- Film poster
- Directed by: Jari Halonen
- Written by: Jari Halonen
- Produced by: Heikki Ahonius
- Starring: Jorma Tommila Tarja-Tuulikki Tarsala Hannu Huuska Outi Mäenpää
- Cinematography: Timo Heinänen
- Edited by: Jukka Uusitalo Ilmari Hakala
- Music by: Tuomas Kantelinen
- Production companies: Mondo Furioso Filmproductions Zentropa Entertainments
- Release date: 21 April 1995 (Finland);
- Running time: 83 minutes
- Country: Finland
- Languages: Finnish, English
- Budget: FIM 2.9 million

= Lipton Cockton in the Shadows of Sodoma =

Lipton Cockton in the Shadows of Sodoma (or simply Lipton Cockton) is a 1995 Finnish dystopian crime film written and directed by Jari Halonen. It tells the story of a private investigator living in a near-future federal state who begins to investigate unexplained explosion deaths. The film stars Jorma Tommila.

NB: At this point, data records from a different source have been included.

PR #940, opened 2016-10-06
Update links for AIX and Linux on Z downloads

mhdawson:
**NOTE:** This should not land until 6.X becomes LTS.  This is because binaries exist only for 6.X and later and I've not special cases LTS or Current.  Once 6.X becomes LTS then binaries will be available for both LTS and Current.

I'd like to get this reviewed in advance so that ideally it can land on the same day that 6.X becomes LTS.

Now that binaries are being built as part of release:
- Update the links for AIX and Linux on Z on the download
  page so that they point to the binaries available on
  the community download site instead of the
  external IBM download page.
- Add AIX, Linux s390x and Linux PPC BE to the helper
  used to generate release announcements.

### DIFF
--- a/layouts/partials/secondary-download-matrix.hbs
+++ b/layouts/partials/secondary-download-matrix.hbs
@@ -25,11 +25,11 @@
 
       <tr>
         <th>Linux on System z</th>
-        <td colspan="6"><a href="http://www.ibm.com/developerworks/web/nodesdk/">Download (Unofficial, provided by IBM)</a></td>
+        <td colspan="6"><a href="https://nodejs.org/dist/{{version.node}}/node-{{version.node}}-linux-s390x.tar.xz">64-bit</a></td>
       </tr>
       <tr>
         <th>AIX on Power Systems</th>
-        <td colspan="6"><a href="http://www.ibm.com/developerworks/web/nodesdk/">Download (Unofficial, provided by IBM)</a></td>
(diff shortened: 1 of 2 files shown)


mhdawson:
@rvagg can you review as you seem to have done the last updates to: scripts/helpers/downloads.js

jasnell (approved):
LGTM

rvagg:
OK, yeah, lgtm I guess this should work when we have LTS=6 and Current=7, I don't _think_ there's another way of getting that page for older builds. I'd like someone from @nodejs/website to sign-off though. Perhaps @phillipj?

thefourtheye:
Changes look okay. Was there any official communication stating that Node.js officially supports these builds?

mhdawson:
@thefourtheye we were just formalizing under https://github.com/nodejs/node/pull/8922 so no formal announce yet.  I'm hoping it will be part of the initial 6.X release/announcement as we have achieved consensus and its just down to getting the doc PR ready to land.

@fhemberger I know you commented before care to review as website rep?

zlatanvasovic (approved):
LGTM :shipit:

fhemberger:
@mhdawson LGTM as well.

fhemberger (approved):

mhdawson:
Ok, seems we are now  back to having LTS and Current and we should be good to land this.  Last chance to object, otherwise I'll land this later today.

MylesBorins:
LGTM, sorry we missed this on Tuesday

MylesBorins (approved):

mhdawson:
@fhemberger thanks.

Halonen has said in the 2011 interview that Ridley Scott's Blade Runner, Jean-Luc Godard's Alphaville and Terry Gilliam's Brazil served as inspirations for the film. Halonen has said that he wanted to deal with criticism of individualism and its effect on humanity in the theme of film.

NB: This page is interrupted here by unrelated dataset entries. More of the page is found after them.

Issue #944, opened 2016-10-08
A little confuse for "Current version" and "Current"


outsideris:
<img width="487" alt="2016-10-08 20 18 25" src="https://cloud.githubusercontent.com/assets/390146/19212811/c3c4de02-8d94-11e6-86b0-d66d0bb9ea68.png">

We call Node.js's latest version as "Current". So, I think there is a little confuse in [the download page](https://nodejs.org/en/download/) to beginners because there are two "current".

How do you think?

rauschma:
If you really want to promote LTS as “safe” and Current as “latest” then a separate link underneath would probably work better than a toggle than doesn’t look like a toggle (among other issues: its bottom half could be mistaken for a description of the top half).

rauschma:
Other UI options to express alternatives: tabs and radio buttons

mxstbr:
Yeah I can confirm, I did not get that's a toggle until @rauschma pointed it out.

rauschma:
As @outsideris  mentioned, the other confusing element is “Current version: v4.6.0”. Here, it may be better to write, e.g., “Version to download: …”.

mairead:
If I were to take a look at this who is the best person to contact re: browser support/testing list? Thanks, m

MylesBorins:
I've submitted a fix for this specific issue, thank you @outsideris for submitting the bug.

For other UI / UX related problems please open a separate issue to focus specifically on them.

outsideris:
@TheAlphaNerd Awesome!

mairead:
oh :/

MylesBorins:
@mairead I may have misunderstand your original comment. If you were volunteering to help I apologize for stepping in.

If you would like some help finding ways to collaborate on this project or on node.js core please feel free to reach out, you can find my contact info on my website https://thealphanerd.io

PR #945, opened 2016-10-09
change label for download to no longer say Current

MylesBorins:
This made sense prior to Stable being change to Current, now it is
just confusing.

Fixes: https://github.com/nodejs/nodejs.org/issues/944

Before: 

c3c4de02-8d94-11e6-86b0-d66d0bb9ea68

After:

screen shot 2016-10-09 at 1 01 15 pm

screen shot 2016-10-09 at 1 03 07 pm


lpinca (approved):
LGTM

PR #963, opened 2016-10-14
Simplify package.json

zlatanvasovic:
1. There's a shorter `owner/repository` syntax for GitHub repositories according to [npm docs](https://docs.npmjs.com/files/package.json#repository).
2. [normalize-package-data](https://github.com/npm/normalize-package-data#what-normalization-currently-entails) says bugs are needless if you've specified the repository.

### DIFF
--- a/package.json
+++ b/package.json
@@ -17,15 +17,9 @@
     "test:snyk": "snyk test",
     "postinstall": "snyk protect"
   },
-  "repository": {
-    "type": "git",
-    "url": "git+https://github.com/nodejs/nodejs.org.git"
-  },
+  "repository": "nodejs/nodejs.org",
   "author": "Node.js Website Working Group",
   "license": "MIT",
-  "bugs": {
-    "url": "https://github.com/nodejs/nodejs.org/issues"
-  },
   "engines": {
     "node": ">=4.0.0"
   },


lpinca:
+0, I see no real value in doing this.

zlatanvasovic:
Software development is based on constant improvement. If people reacted like you did now, we'd still be stuck on writing programs in machine language.

lpinca:
@zdroid I'm sorry if my comment looks like a judgment, that wasn't my intention.
I'm not opposing to this change (note the +0) but I can't see how it is useful.

pin3da:
@zdroid In my opinion is less readable because it hides information.  

btw, I don't think that '+0' is a bad opinion, is just appointing that there is no _improvement_ in doing that.

zlatanvasovic:
It doesn't hide any information. You don't need to be told again you're using a git repository hosted on https://github.com.

sotayamashita:
@zdroid 

> 1. There's a shorter owner/repository syntax for GitHub repositories according to npm docs.

If it is an optional choice, I think we do not have to change it.

> 2. normalize-package-data says bugs are needless if you've specified the repository.

I agree with this to follow the standard.

zlatanvasovic:
@sotayamashita Basically, both of those are already standard, especially the first. They're widely accepted by the npm community.

sotayamashita:
@zdroid I am sorry and I do not know it. If both of those are, I think it looks good

ryanmurakami:
+1
I like the reduction of boilerplate in a package.json. I think the assumptions of where the source code is stored is widely understood as being Github, so removing that just makes it cleaner and easier to read.

zlatanvasovic:
Merging this, as opinions were positive and the proposed changes don't affect general build at all.

PR #973, opened 2016-10-17
V6.x lts release

MylesBorins:
This is a band aid solution for now that changes the copy for v6.x to be LTS rather than Current. It replaces the references to Current with LTS, and modifies some of the copy. I have a separate fork that we should land that will revert this change and update the copy for v7.x


MylesBorins:
This has now been updated to monkey patch `scripts/helpers/latestversion.js` to guarantee we get the expected versions on the main page

This also removes the tests that were breaking after the change.

THIS SHOULD BE REVERTED WHEN v7 LANDS

lpinca (approved):
LGTM

SamuelBolduc (approved):

rvagg:
fixes the front page, which is probably most important, so lgtm, but it doesn't deal with https://nodejs.org/en/download/current/ which is still stuck on 6.8.1. I'm not sure how to deal with that one other than pretend that 6.9.0 is current for a week or so.

phillipj:
> I have a separate fork that we should land that will revert this change and update the copy for v7.x

Goodie 👍 Would be nice if you opened a PR on that one asap, that sounds like a more permanent change and may need more discussion

MylesBorins:
I'm merging this for now, will look into the other route a bit later tonight. if anyone else wants to take a stab in the mean time please dl

lpinca:
I was sure to have already put a LGTM yesterday here, but I didn't.

lpinca:
@rvagg https://nodejs.org/en/download/current/ seems to work fine.

phillipj:
> .. but it doesn't deal with https://nodejs.org/en/download/current/ which is still stuck on 6.8.1

I'm also seeing v6.9.0 now, I assume you saw the old cached version of that page.

jbergstroem:
Looks good to me!

PR #974, opened 2016-10-17
Update fedora

kasicka:
Update guidelines for installing from Fedora repositories

### DIFF
--- a/locale/en/download/package-manager.md
+++ b/locale/en/download/package-manager.md
@@ -214,9 +214,9 @@ Additionally, versions of **CentOS** and **Scientific Linux** corresponding to t
 
 **Supported Fedora versions:**
 
-* **Fedora Rawhide** (i686/x86_64/armv7hl)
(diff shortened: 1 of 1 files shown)


jbergstroem:
We have a testing gap for fedora25 in CI and still support fedora22 (which probs should be dropped) -- not sure how to handle this but otherwise LGTM.

kasicka:
I thought that was more about what is available from Fedora repositories, which is responsibility of Fedora packagers.

jbergstroem:
Upon reading the full page, the responsibility is pushed back to package maintainers but the word "supported" is ambiguous. Anyway, don't let me hold up progress.

fhemberger:
@kasicka @jbergstroem Sorry for the long delay: Can this be merged? If the range of supported versions/platforms is managed by the Fedora package maintainers, should we remove the list entirely?

fhemberger:
Merging this now … if the supported Fedora version range changes (or should be removed entirely), please open a new PR.

PR #976, opened 2016-10-18
blog: make shasums an h3, remove SHA512/SHA256 note

rvagg:
We should only have SHA256, both file and content hashes, to avoid confusion, so we don't need the note. Also making it a proper heading now. What think ye?


zlatanvasovic (approved):

phillipj:
👍 as there has been some confusion about this

lpinca (approved):
LGTM

Issue #985, opened 2016-10-18
Use one stylesheet for all locales


zlatanvasovic:
Basically, there are no changes in the `styles.styl` files of all locales. I am wondering why do we still have them.

In case we really need to add language-specific styles, there is [:lang pseudo-class](https://developer.mozilla.org/en-US/docs/Web/CSS/:lang) in CSS.

phillipj:
I'm all for removing complexity 👍

@fhemberger @mikeal maybe you remember what the actual need behind locale `.styl`s were back in the day?

mikeal:
I think we were worried that someone _might_ need to adjust something in a locale specific way so we wanted the option, but they should fall back to the english one when unused.

Being that nobody has actually used them it's probably best to get rid of them.

fhemberger:
+1 for removing them.

There should be no need for language specific styling. RTL languages for example could be handled in the global styles as well.

zlatanvasovic:
@nodejs/documentation Any other opinions? Let's decide on this to make the process of translating even easier.

Fishrock123:
I think we should use a single stylesheet if possible.

diagramatics:
I've created a preliminary PR #1085 if this is going to be the decision.

PR #988, opened 2016-10-20
fix(locale): add missing styles.styl file for de

junedev:
Currently the styling of https://nodejs.org/de/ is broken. I think the reason is that I did not copy the styles.styl into the translation folder "locale/de" when working on #971. Unfortunately the bug did not appear when testing everything locally. Fixing the issue in this PR. Sorry for the inconvenience.

### DIFF
--- a/locale/de/styles.styl
+++ b/locale/de/styles.styl
@@ -1,0 +1,1 @@
+@import 'base'


zlatanvasovic (approved):

zlatanvasovic:
Related to #985. If we used only one stylesheet for all locales, there'd be no such issues.

lpinca (approved):
LGTM

lpinca:
Thank you!

PR #984, opened 2016-10-18
Remove 'Security' and 'Foundation' from About nav

zlatanvasovic:
Fixes #914. It's really confusing to have those sections in two navbars.

PR #989, opened 2016-10-23
Remove 'Security' and 'Foundation' from About nav (German localization)

lpinca:
Refs: https://github.com/nodejs/nodejs.org/pull/984


fhemberger:
LGTM!

PR #4314, opened 2021-12-20
Lossy compress PNG files

XhmikosR:
Before: 1,55 MB (1.627.160 bytes)
After:   720 KB (737.908 bytes)


nschonni:
I'm not sure if these are updated during the deploy or not from https://github.com/nodejs/nodejs.org/blob/9239c9eb30ed78b58722ef111179f55eb687d366/package.json#L10

XhmikosR:
The external ones are probably not updated indeed. I plan to drop those from this patch, I just opened the PR with all the changes first.

bnb:
might be worth also documenting how you did this so we can reproduce it in the future :)

bnb (approved):
LGTM, would love to see the approach documented in a reproducible way though.

XhmikosR:
I use plenty of tools and custom scripts, but here it is:

1. https://kraken.io/web-interface lossy
2. `optipng -o7`
3. pngout with various blocksizes
3. `zopflipng -lossy_transparent -y --iterations=500`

During the production process, the creators aimed at foreign markets, but the success both at the domestic box office and in foreign sales remained modest. Instead, the film toured many festivals, such as at the 1995 Fantasy Filmfest in Berlin. Jukka Uusitalo, Ilmari Hakala and Jouni Nikkanen won the Jussi Awards for best production design in 1996.

== Plot ==
The year is 2037. The peripheral regions of Europe, united into a giant federal state, have weakened sharply, which has caused huge migrations. The events focus on Vladivostok, the easternmost metropolis of the federal state, in which a person explodes in the Ugrian district. Federal Police Chief Brand Marlon (Jari Halonen) hires private investigator Lipton Cockton (Jorma Tommila) to investigate this terrifying series of serial murders. In connection with the investigation, Cockton befriends a fighting cock destined to be eaten, while at the same time drifting towards experiments organized by a mega-corporation LTD-Productions, experiencing a journey from a decayed social system and a failed human life towards the light of reality, the understanding of which makes the detective reflect on his problematic relationship with his mother (Iris-Lilja Lassila) and his sexual identity, to which the Marilyn Monroe-looking woman Dazzle Dent (Outi Mäenpää) somehow seems to be related.

== Cast ==
- Jorma Tommila as Lipton Cockton / Launo Käkkyrä
- Tarja-Tuulikki Tarsala as She-Detective
- Hannu Huuska as Edgar Hampton
- Outi Mäenpää as Dazzle Dent
- Rauno Juvonen as prostitute
- Iris-Lilja Lassila as Lipton Cockton's mother
- Jari Halonen as Brand Marlon
- Riitta Pasanen as Eartha
- Pentti Korhonen as George the bartender
- Abdeslam Chellaf as Kent Lumumba

== Reception ==
Helena Ylänen from Helsingin Sanomat said in her review that "Halonen's visions are an interesting combination of theatricality and modern action cinema", adding that "the expression is very full; there is a lot of stuff in the images, there are layers in the sound." Paavo Ihalainen from Elitisti praises "Halonen's ingenuity to create a powerful visual environment with little money thanks to his theater experience."